Dataset entries:
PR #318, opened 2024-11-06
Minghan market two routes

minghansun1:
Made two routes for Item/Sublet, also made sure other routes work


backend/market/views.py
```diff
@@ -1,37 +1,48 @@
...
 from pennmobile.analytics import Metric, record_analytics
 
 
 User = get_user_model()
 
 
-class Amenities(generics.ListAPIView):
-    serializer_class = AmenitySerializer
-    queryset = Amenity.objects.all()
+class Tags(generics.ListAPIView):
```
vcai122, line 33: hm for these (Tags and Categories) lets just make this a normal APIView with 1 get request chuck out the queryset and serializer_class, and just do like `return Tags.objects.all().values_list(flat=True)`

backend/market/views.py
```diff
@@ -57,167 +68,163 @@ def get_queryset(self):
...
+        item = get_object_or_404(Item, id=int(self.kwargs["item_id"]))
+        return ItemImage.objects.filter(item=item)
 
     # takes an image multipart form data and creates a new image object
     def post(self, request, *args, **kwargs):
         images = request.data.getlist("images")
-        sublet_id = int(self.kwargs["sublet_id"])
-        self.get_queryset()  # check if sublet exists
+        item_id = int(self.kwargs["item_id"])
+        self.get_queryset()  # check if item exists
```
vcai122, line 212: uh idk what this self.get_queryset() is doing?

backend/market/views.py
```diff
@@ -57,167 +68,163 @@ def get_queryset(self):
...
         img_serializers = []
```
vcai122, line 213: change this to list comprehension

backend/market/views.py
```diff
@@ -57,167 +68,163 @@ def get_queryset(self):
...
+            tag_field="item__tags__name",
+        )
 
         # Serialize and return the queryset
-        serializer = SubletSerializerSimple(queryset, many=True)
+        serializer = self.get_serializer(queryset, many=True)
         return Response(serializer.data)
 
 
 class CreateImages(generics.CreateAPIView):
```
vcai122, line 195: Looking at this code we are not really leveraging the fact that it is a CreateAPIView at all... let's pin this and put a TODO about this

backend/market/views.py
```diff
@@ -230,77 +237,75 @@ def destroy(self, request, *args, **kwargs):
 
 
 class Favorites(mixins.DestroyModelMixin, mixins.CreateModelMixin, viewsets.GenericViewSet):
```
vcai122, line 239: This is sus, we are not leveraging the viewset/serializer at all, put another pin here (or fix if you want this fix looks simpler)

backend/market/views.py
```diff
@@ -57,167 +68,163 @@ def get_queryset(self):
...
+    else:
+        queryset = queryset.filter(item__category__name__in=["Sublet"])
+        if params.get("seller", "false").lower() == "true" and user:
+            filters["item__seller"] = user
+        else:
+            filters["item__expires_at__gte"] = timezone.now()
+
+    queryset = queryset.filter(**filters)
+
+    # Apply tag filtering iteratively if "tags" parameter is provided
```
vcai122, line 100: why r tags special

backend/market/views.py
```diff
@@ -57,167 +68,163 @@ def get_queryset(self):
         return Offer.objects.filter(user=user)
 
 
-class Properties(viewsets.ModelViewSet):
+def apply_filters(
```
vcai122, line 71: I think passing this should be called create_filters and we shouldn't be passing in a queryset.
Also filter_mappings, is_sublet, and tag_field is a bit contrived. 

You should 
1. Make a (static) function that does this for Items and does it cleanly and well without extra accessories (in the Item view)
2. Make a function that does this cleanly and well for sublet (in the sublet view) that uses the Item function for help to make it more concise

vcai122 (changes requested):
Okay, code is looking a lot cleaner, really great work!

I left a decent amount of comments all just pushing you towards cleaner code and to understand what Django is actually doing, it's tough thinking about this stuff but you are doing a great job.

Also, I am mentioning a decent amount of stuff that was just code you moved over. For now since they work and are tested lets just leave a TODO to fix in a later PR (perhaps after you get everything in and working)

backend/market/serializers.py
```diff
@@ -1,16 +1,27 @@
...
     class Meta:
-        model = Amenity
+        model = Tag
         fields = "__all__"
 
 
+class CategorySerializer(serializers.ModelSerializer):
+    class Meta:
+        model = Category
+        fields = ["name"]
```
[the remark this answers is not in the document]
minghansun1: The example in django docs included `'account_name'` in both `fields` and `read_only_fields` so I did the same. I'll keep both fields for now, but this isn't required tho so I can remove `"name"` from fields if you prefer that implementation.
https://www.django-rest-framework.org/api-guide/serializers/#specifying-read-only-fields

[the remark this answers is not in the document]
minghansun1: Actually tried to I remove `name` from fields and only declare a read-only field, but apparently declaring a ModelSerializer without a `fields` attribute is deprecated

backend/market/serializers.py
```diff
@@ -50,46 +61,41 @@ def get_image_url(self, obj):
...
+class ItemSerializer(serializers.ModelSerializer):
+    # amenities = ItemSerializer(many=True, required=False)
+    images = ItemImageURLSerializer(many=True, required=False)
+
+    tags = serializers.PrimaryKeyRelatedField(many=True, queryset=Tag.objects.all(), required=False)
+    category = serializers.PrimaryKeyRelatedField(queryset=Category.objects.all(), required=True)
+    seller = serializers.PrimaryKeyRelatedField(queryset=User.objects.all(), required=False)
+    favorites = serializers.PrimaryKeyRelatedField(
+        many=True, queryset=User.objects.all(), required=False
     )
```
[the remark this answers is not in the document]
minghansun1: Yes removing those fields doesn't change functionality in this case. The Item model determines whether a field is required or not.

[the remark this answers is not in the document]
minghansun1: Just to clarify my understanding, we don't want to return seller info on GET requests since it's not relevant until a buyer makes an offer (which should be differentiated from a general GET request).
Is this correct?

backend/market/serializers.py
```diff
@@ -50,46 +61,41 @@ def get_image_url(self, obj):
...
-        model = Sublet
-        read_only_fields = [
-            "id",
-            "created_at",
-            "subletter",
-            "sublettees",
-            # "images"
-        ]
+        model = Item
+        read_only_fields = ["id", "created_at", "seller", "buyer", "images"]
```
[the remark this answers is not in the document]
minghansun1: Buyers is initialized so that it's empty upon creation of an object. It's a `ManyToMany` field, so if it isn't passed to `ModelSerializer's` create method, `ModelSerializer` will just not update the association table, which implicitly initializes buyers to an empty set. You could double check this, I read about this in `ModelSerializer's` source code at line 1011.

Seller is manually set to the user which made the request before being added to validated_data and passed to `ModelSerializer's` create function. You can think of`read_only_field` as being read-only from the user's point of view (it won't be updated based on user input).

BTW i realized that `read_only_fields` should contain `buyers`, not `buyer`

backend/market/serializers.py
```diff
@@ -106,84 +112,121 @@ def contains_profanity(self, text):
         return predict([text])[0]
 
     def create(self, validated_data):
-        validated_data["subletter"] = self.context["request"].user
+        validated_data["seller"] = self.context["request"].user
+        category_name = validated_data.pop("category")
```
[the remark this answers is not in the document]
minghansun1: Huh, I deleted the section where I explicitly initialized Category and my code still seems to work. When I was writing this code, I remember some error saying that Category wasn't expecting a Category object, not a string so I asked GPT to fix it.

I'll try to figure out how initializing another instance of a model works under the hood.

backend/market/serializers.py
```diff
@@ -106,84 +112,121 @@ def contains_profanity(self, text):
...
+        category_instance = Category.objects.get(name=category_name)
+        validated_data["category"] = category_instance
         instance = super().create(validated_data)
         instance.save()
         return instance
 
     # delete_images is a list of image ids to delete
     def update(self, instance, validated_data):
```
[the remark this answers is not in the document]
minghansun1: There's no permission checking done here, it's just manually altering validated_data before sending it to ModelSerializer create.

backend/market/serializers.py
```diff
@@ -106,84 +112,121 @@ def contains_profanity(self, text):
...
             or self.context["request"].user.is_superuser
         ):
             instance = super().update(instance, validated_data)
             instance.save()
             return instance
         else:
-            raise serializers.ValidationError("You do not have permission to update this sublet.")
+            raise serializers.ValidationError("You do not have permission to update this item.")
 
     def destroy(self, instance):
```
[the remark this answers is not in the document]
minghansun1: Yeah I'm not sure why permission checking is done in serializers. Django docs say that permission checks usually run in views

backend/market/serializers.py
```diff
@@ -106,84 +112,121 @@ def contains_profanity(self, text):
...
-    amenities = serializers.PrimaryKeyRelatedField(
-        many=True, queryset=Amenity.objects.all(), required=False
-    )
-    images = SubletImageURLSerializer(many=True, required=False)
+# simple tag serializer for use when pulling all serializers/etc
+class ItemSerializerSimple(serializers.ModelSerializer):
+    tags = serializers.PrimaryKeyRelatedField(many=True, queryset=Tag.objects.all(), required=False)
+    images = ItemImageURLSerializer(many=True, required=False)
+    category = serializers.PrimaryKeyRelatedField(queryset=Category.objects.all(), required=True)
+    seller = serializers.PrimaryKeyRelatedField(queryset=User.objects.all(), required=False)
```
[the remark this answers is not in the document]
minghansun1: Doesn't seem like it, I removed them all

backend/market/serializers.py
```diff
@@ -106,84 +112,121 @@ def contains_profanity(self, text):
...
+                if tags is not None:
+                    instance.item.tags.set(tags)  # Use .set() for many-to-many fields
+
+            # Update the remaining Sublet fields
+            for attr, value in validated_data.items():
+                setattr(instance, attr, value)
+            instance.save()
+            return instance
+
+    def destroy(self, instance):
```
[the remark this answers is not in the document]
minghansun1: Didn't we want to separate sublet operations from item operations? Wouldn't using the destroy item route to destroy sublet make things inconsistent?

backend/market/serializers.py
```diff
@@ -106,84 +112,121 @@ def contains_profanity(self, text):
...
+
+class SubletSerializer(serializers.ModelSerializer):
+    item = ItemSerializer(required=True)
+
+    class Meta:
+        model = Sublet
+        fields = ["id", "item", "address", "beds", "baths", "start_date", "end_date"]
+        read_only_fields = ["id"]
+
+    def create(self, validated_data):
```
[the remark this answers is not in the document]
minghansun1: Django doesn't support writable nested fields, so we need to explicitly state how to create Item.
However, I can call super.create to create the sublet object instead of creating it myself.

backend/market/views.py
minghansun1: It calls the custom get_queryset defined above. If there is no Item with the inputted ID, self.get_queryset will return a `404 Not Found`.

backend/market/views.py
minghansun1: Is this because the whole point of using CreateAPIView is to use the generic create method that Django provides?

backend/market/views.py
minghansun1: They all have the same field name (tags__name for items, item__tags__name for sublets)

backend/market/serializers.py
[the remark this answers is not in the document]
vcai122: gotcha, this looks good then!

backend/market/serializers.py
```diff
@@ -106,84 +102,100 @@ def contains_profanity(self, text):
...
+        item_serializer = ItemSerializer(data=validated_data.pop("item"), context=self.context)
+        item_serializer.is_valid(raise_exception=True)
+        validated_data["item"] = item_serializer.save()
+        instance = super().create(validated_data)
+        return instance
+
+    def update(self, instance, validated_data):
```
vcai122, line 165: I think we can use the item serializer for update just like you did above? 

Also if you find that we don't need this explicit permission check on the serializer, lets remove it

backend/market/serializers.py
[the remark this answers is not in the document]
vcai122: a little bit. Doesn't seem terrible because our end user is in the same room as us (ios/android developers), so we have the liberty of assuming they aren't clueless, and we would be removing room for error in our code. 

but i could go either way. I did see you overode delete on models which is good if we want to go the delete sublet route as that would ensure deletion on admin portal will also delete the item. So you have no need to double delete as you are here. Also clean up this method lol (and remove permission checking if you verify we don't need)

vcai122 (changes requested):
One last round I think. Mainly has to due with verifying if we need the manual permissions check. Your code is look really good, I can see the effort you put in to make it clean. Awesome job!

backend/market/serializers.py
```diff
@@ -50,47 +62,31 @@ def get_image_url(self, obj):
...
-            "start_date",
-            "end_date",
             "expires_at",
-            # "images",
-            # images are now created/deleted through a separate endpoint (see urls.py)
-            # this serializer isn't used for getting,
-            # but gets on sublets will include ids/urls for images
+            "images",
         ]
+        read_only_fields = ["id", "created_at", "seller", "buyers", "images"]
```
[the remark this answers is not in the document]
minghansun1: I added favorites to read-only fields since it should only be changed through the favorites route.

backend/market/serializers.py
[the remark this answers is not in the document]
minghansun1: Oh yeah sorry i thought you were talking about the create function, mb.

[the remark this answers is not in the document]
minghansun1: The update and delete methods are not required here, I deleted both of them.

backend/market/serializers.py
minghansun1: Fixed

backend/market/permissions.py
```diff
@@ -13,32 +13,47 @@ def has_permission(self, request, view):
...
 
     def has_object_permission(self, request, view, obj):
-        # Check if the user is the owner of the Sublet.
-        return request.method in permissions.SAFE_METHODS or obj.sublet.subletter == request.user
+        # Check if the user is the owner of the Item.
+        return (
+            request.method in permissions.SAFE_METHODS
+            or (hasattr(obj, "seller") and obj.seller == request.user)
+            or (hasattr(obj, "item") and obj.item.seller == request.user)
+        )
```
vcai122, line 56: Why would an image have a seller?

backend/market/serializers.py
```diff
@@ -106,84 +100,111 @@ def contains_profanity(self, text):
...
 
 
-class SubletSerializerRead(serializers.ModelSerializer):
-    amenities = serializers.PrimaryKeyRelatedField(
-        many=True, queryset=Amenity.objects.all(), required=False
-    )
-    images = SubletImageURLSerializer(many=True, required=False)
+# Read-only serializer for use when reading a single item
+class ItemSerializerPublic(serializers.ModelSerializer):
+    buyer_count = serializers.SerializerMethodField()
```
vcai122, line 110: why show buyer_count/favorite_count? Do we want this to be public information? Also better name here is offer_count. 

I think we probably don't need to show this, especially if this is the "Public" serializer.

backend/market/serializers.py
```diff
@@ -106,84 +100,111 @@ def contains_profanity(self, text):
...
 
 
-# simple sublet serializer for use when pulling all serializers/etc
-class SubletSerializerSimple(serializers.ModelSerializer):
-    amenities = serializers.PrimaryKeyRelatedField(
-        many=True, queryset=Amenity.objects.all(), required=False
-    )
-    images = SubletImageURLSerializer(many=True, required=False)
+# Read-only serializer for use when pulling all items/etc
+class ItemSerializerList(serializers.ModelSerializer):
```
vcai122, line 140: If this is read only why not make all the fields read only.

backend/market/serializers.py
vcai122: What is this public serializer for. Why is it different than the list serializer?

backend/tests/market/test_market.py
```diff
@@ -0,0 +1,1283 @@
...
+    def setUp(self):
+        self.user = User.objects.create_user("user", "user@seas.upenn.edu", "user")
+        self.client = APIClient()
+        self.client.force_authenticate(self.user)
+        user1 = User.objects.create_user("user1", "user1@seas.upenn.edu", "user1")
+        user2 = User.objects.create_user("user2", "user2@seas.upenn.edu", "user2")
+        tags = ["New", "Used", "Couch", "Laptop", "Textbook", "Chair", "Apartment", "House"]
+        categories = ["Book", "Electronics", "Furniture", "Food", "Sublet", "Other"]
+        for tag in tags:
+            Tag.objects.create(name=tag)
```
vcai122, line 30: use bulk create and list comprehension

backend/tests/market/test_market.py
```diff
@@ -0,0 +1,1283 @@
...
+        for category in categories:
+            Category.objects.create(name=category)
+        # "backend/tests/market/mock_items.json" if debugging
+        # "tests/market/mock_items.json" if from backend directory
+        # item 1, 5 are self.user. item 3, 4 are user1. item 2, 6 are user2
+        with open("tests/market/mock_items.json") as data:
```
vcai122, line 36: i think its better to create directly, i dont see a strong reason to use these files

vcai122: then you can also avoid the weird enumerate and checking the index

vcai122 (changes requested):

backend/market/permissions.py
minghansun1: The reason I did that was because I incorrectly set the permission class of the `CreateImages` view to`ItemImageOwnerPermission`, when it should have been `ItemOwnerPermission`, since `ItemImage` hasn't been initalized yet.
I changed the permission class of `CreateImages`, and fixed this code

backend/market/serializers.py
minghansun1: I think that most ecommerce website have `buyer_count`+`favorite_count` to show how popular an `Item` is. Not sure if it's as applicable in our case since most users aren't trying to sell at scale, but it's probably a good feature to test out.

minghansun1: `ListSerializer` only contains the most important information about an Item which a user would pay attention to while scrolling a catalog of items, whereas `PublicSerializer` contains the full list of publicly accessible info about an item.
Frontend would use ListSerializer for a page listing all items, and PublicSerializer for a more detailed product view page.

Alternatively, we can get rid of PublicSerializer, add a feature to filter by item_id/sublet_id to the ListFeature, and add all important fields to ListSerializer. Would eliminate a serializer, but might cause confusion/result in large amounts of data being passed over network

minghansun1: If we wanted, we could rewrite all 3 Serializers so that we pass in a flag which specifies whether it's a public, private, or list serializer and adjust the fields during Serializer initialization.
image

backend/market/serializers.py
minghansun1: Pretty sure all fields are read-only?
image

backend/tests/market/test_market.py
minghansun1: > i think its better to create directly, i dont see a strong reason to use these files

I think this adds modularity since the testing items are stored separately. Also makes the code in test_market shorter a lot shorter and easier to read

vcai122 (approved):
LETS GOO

GOAL OF THE EXERCISE:
Please go through the data above and copy each line containing the word "like".

TASK RESULT:
vcai122, line 33: hm for these (Tags and Categories) lets just make this a normal APIView with 1 get request chuck out the queryset and serializer_class, and just do like `return Tags.objects.all().values_list(flat=True)`
minghansun1: Doesn't seem like it, I removed them all
vcai122, line 165: I think we can use the item serializer for update just like you did above? 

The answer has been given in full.